Secondary indexes aren't secondary
That's been changing though, and with its new 4.0 release, Couchbase joins the growing number of NoSQL databases that support and embrace secondary indexes. The interesting thing about secondary indexing in Couchbase's case, though, is that while the product team was adding the capability, it did a bunch of other work to ensure that the primary NoSQL use case of key-based lookups did not suffer a regression in performance.
One size need not fit all
Couchbase now offers a workload isolation feature that allows customers to dedicate specific nodes in a cluster to query, indexing, or data storage. So, for example, an 8-node cluster could dedicate 2 nodes to query, 2 more to indexing and 3 more to data. Not only does this keep indexing from hurting query performance, or vice-versa, but it allows for tuning node-level hardware configurations to specific tasks.
A node dedicated to querying could be outfitted with a lot of memory, while data nodes could be optimized for fast and/or high-capacity storage. This means that storage and compute can be scaled independently of each other, making for much more elastic procurement of resources. With that in mind, the Multi Dimensional Scaling (MDS) moniker that these features fall under is quite an apt description.

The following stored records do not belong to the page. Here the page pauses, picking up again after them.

PR #644, opened 2026-04-27
Chippytech patch 1

chippytech:


chippytech:
s

maxjk0:
If you're still doing stuff on this, any chance you could get .md3 with the other 3d model formats? thats a big one that annoyingly only has like an obscure blender plugin to convert to, but also is still used in a few major modding communities

ConnorTippets:
one feature per pr please

PR #665, opened 2026-05-28
Add .mts (AVCHD) and .m2ts (Blu-ray) input support

EdmundLimBoEn:
## Summary

Adds FFmpeg input aliases for camcorder and Blu-ray MPEG-TS files:

- **`.mts` (AVCHD)** — FFmpeg auto-discovers `mpegts` but assigns the `.ts` extension, so AVCHD camcorder files (JVC, Sony, Panasonic) were unrecognised. Same pattern as `.wmv` → `asf`.
- **`.m2ts` (Blu-ray BDMV)** — same container, different extension used by Blu-ray rips.

Both entries are input-only (`to: false`). Converting *to* MPEG-TS remains available via the auto-discovered `.ts` muxer.

## Review feedback

Removed the AVCHD ZIP extractor. That handler existed only to paper over macOS silently zipping a folder when it is dragged into a browser. Handlers should not work around OS-specific upload behavior; users on any OS can unpack a ZIP with the existing archive handlers, then convert the `.mts` / `.m2ts` files directly.

## Test plan

- [ ] Upload a `.mts` file — recognised as “AVCHD Video” and convertible to MP4/WebM/etc.
- [ ] Upload a `.m2ts` file — same for “Blu-ray BDMV Video”
- [ ] `.ts` files still work (no regression on auto-discovered `mpegts`)
- [ ] Other FFmpeg formats unaffected

### DIFF
--- a/src/handlers/avchd.ts
+++ b/src/handlers/avchd.ts
@@ -1,0 +1,80 @@
+import type { FileData, FileFormat, FormatHandler } from "../FormatHandler.ts";
+import JSZip from "jszip";
+
+/**
+ * AVCHD ZIP handler.
+ *
+ * macOS silently zips an AVCHD folder when you drag it into a browser —
+ * the user ends up uploading a .zip instead of the individual .mts files
+ * inside BDMV/STREAM/.  This handler unpacks such a ZIP and returns every
+ * .mts / .m2ts file it finds, so the graph can route them through FFmpeg.
+ *
+ * Conversion path:  ZIP (avchd) → MTS  (then FFmpeg takes it to MP4/etc.)
+ */
+class avchdHandler implements FormatHandler {
+
+  public name: string = "AVCHD Extractor";
+  public supportedFormats: FileFormat[] = [];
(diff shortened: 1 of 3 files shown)


src/handlers/avchd.ts
```diff
@@ -0,0 +1,80 @@
+import type { FileData, FileFormat, FormatHandler } from "../FormatHandler.ts";
+import JSZip from "jszip";
+
+/**
+ * AVCHD ZIP handler.
+ *
+ * macOS silently zips an AVCHD folder when you drag it into a browser —
```
neko782: i dont think handlers should be working around weird os behavior

EdmundLimBoEn: Dropped the ZIP extractor. `.mts` / `.m2ts` are now just FFmpeg extension aliases (same pattern as `.wmv`), so they work the same on every OS. Existing archive handlers already cover unpacking if someone has a zipped AVCHD package.

neko782:
disclose ai usage next time

PR #687, opened 2026-06-12
Added Support For kra & krz (Krita Files) to PNG

### LINKED ISSUE #684: [File format] .kra - krita documents
**Describe the file format**
.kra is the extension for krita files, documents. They're used in the krita app. They're images. Well rich images at least because they got the layers and stuff yk

Support it like you would with any image, squash the layers into one when converting to stuff that doesn't support multiple layers tho

Yeah that idk tho maybe the krita app itself ig

**PLEASE NOTE:** Simply listing a file format with no further justification beyond "I want this" will likely get your issue closed. There are a lot of file formats out there, and it can take hours to add support for just one. Just naming them isn't productive, so please try to be forthcoming with resources of your own.

Ok well I gave some info hope this is enough.

No

**Additional context**
No further context.

AFAskar:
resolves #684 

This PR only implements the conversion from .kra & .krz to .png files, not the reverse. While the reverse conversion is possible, I have not had enough time to implement it. However, the code within the Krita codebase that handles that functionality can be found
[here](https://invent.kde.org/graphics/krita/-/blob/master/libs/ui/kis_png_converter.cpp?ref_type=heads)

i attempted to do it using LLMs for assistance (my cpp is very lacking), but i wasn't able to reach a good general solution so i didn't commit that attempt

the kra to png is fully my code (using the comic.ts as reference since they are both archive based formats)


src/handlers/kra.ts
```diff
@@ -0,0 +1,69 @@
...
+
+class kraHandler implements FormatHandler {
+  public name: string = "kra";
+  public supportedFormats?: FileFormat[];
+  public ready: boolean = false;
+
+  async init() {
+    this.supportedFormats = [
+      CommonFormats.PNG.builder("png")
+        .markLossless()
```
ConnorTippets: this conversion isn't lossless, cause it merges all layers into one

src/handlers/kra.ts
```diff
@@ -0,0 +1,69 @@
...
+      {
+        name: "Krita Raster Archive (KRA)",
+        format: "kra",
+        extension: "kra",
+        mime: "application/x-krita",
+        from: true,
+        to: false,
+        internal: "kra",
+        category: ["archive"],
+        lossless: true,
```
ConnorTippets: ditto

src/handlers/krz.ts
```diff
@@ -0,0 +1,60 @@
...
+
+class krzHandler implements FormatHandler {
+  public name: string = "krz";
+  public supportedFormats?: FileFormat[];
+  public ready: boolean = false;
+
+  async init() {
+    this.supportedFormats = [
+      CommonFormats.PNG.builder("png")
+        .markLossless()
```
ConnorTippets: ditto.

src/handlers/krz.ts
```diff
@@ -0,0 +1,60 @@
...
+      {
+        name: "Krita Raster Archive (krz)",
+        format: "krz",
+        extension: "krz",
+        mime: "application/x-krita",
+        from: true,
+        to: false,
+        internal: "krz",
+        category: ["archive"],
+        lossless: true,
```
ConnorTippets: ditto.

ConnorTippets (changes requested):

AFAskar:
It's been done, but a question
It will be considered lossless if each layer was exported as an image ?
@ConnorTippets

ConnorTippets:
> It's been done, but a question It will be considered lossless if each layer was exported as an image ? @ConnorTippets

yeah, pretty much. you might lose some exact color calibration settings but it would be close enough

neko782 (approved):

PR #688, opened 2026-06-14
txt to pdf implementation

Stijn7683:
It uses PDFKit to convert text to a pdf file. Before converting it removes any emojis, because otherwise emojis would end up like 'Ø=ÜÄ'. If the file doesn't contain any text but it does contain emojis then it throws an error.

The text gets placed into A4 sized page(s) with a margin of 72 on all the sides. The text has the font 'Courier'.

I used AI to make the conversion code.


p2r3:
This does not build. You can check with `bunx vite build` I think.

Stijn7683:
> This does not build. You can check with `bunx vite build` I think.

The build completed successfully for me. 
There was an import error and I asked ai to fix it. Hopefully it works now.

Couchbase indexes contain pointers to their rows' corresponding IDs. This allows row-level fetches to be performed via a standard key lookup, as with earlier versions of Couchbase, ensuring that NoSQL query use cases continue to perform well.
Oh, and three more things
Couchbase 4.0 brings other additions to the product, including:
- Geospatial indexes, which permit indexing across two value (typically latitude and longitude)
- New filtering capabilities on Couchbase's Cross-Data Center Replication (XDCR), allowing specific data to be replicated to specific geographical locations
- A new database engine, called ForestDB.

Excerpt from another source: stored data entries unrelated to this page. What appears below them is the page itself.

PR #695, opened 2026-06-16
buildCache.js: Get next available port if 8080 is in use

exurd:
SISR needs to use Steam's CEF debugging mode, which always uses port 8080. That breaks the buildCache.js, not good. This PR fixes that by finding the nearest available port for the server.

### DIFF
--- a/buildCache.js
+++ b/buildCache.js
@@ -9,15 +9,27 @@ if (await outputFile.exists()) {
   await outputFile.delete();
 }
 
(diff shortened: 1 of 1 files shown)


neko782:
https://github.com/p2r3/convert/commit/e0df21692650a0d29dee9266a315269a675e086b

exurd:
That is some clean looking code. Well done!

PR #704, opened 2026-07-10
(plain) BITMAPINFOHEADER (to) support

### LINKED ISSUE #705: [Feature] V1 BITMAPINFOHEADER
**Describe the feature**
The original BITMAPINFOHEADER is one of the most common bitmap headers, likely due to its combination of simplicity, versatility, and every header after it being much like a version with more stuff. Additionally it is very good for learning how bitmaps work, likely due to, once again, its simplicity.

It can (entirely losslessly) convert from (many) other image formats and from raw rgb/rgba data, but the main conversion happens from the latter. regardless of the starting point, the finish point is a BITMAPINFOHEADER-headed BMP file. if converting from an image, it will reuse the dimensions, bit depth, and bit layout of that image, and if not, it will calculate the first two manually and use preset options for the second.

I'm not sure of any existing implementations that specifically use BITMAPINFOHEADER (if i haven't mentioned it already, the header that appears to be used here is BITMAPINFOV5HEADER). references on the format (in general) are available [here](https://en.wikipedia.org/wiki/BMP_file_format#File_structure) and [here](https://www.fileformat.info/format/bmp/egff.htm), with the first one being my main source of information on how this specific header works.

#704 

**Additional context**
I did a bit of a search on issues before making this one and found that #148 could be related if I am able to add support for a custom palette in addition to the default one i currently have set up (as well as more compression options i suppose). letting @cs-deathmatch know.

bas1licate:
I may put a more thorough explanation in the issue but in "short", (plain 40-byte) BITMAPINFOHEADER is generally worth adding in my opinion. first, according to [en-wikipedia](https://w.wiki/SEKA) [for at least 15 years](https://w.wiki/SEKB), this version is a common header. second, it is also very nice for learning how the bmp format works, so it has that value as well. for these reasons, i think supporting it in addition to the already-supported BITMAPINFOV5HEADER used for most if not all other conversions to BMP would be a good idea.

~~lastly, i would perhaps like to dedicate this pr to @omega-fallon for making rgba.ts, and also for being a super contributor to the repo in general, but honestly, who dedicates PRs?~~

(may) Resolve #705


omega-fallon:
There's a first time for everything! Thank you for the shout-out :)

bas1licate:
now the reason this is staying as draft is because the code still contains a few issues i have yet to fix.

bas1licate:
all things considered this doesn't seem to be going anywhere. will just close for the time being.

PR #707, opened 2026-07-21
optimize

tutududu2:


neko782:
removed main.ts changes because they are incompatible with the new ui

PR #715, opened 2026-08-12
Infinite craft to JSON

Rubiksmath:
friend here
i was debating ic->txt but decided against it because lossless
i put info about ic file in the typescript
can't PR myself sorry, personal issues with github account
follows up from #299
let me know if there are issues thanks i'll read this PR


src/handlers/index.ts
```diff
@@ -38,7 +38,7 @@ import turbowarpHandler from "./turbowarp.ts";
 import libopenmptHandler from "./libopenmpt.ts";
 import { midiCodecHandler, midiSynthHandler } from "./midi.ts";
 import lzhHandler from "./lzh.ts";
-import txtToInfiniteCraftHandler from "./txtToInfiniteCraft.ts";
+import { txtToInfiniteCraftHandler, infiniteCraftToJsonHandler } from "./infiniteCraft.ts";
```
neko782, line 41: should probably be a single handler

neko782:
oh it is for avoiding bad paths. sure, i guess

PR #723, opened 2026-08-23
WAVEBREAKER

bas1licate:
the waves break.

this is sort of a prelude to bminfo, both being about generating formats which support raw data, except this one would be much more appealing to me due to any potential padding being minimal instead of somewhat complex. i couldn't find a raw audio data/samples format though, so until one is found or created this just temporarily supports any input. i should mention this should probably also only be used in advanced mode but i don't really think there's a way to make that happen just yet.

was tested [as standalone](https://bas1licate.github.io/wavebreak) and it does work, so if it doesn't work here it's probably just because #73 finally happened while i was working on it or something like that.

also i may or may not dedicate this pr to the calendar date of 1993 january 7, which has [no particular significance whatsoever](https://drive.google.com/file/d/1ReskLSrvJW3S72RWpghaN1MWHPzbY_K0/view).


bas1licate:
information which may be important: ffmpeg has pcm audio types which is exactly what i'm looking for (in my case i (currently) "need" the `s16le` type) so if that could be handled somehow, either now or in the future, that would be great

p2r3:
Could you give some information on what this pull request actually does? It's not linked to an issue, and the description is incredibly vague. I shouldn't have to dig through the code to understand what you're here to do.

bas1licate:
i suppose i completely forgot to explain what it does (whoops) so let me explain it now:
so basically what it does is it takes data and makes a WAV using that data as 16-bit PCM samples. that's it.

didn't know of any sample formats when making it and even know when i know some i'm not sure how to specify the ffmpeg `s16le` format as the input format, much less make a way to convert something to that in the first place, so because of that it currently just accepts any input.

bas1licate:
also for issue stuff i did technically in a way mention this being conceptually related to #704 (which is still unfinished until i find a way to fix whatever's wrong with it), wav being the auditory equivalent of bmp and all, except as i said even more close to raw data than bmp is, and thusly much easier to make a thing for.

bas1licate:
_Originally posted by @p2r3 in https://github.com/p2r3/convert/issues/723#issuecomment-5384653979_
> Could you give some information on what this pull request actually does? It's not linked to an issue, and the description is incredibly vague. I shouldn't have to dig through the code to understand what you're here to do.

once again thank you for having reminded me to do that and so I had therefore done it not long after I saw you saying that

neko782:
smells too much like a binary waterfall, you shouldnt declare that you can convert from anything if you can actually only convert from 16 bit raw samples

neko782 (changes requested):
forgor to add it to index.ts!

bas1licate:
i'm just gonna put this on the backburner until either I know how to use ffmpeg types or someone else does and uses that knowledge here

bas1licate:
just recently learned about mime audio/L16 i'll be using that

neko782:
you still gotta add it to index.ts

bas1licate:
k will do before undrafting

neko782 (approved):

neko782:
great job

On that last point, ForestDB was developed at Couchbase, and introduced as a beta last year. Couchbase 4.0 is the first version of the product to use it. ForestDB uses something called Hierarchical B+ Trie as its fundamental structure, in place of the more conventional (and, Couchbase says, more limited) B-Tree technology used in relational databases.
A nice facet of these new features is that you don't have to use them until you're ready. Customers can continue using only primary indexes if they'd like. They need not configure their cluster for workload isolation or use filtered XDCR. Once customers feel ready though, they can take advantage of these features one-at-a-time or take on a couple of them together.
Allowing for iterative adoption of new features is a great idea; I would even say it's critical. Because while it's great to see NoSQL databases mature, part of a technology's maturity is allowing customers to deploy new features in a controlled manner.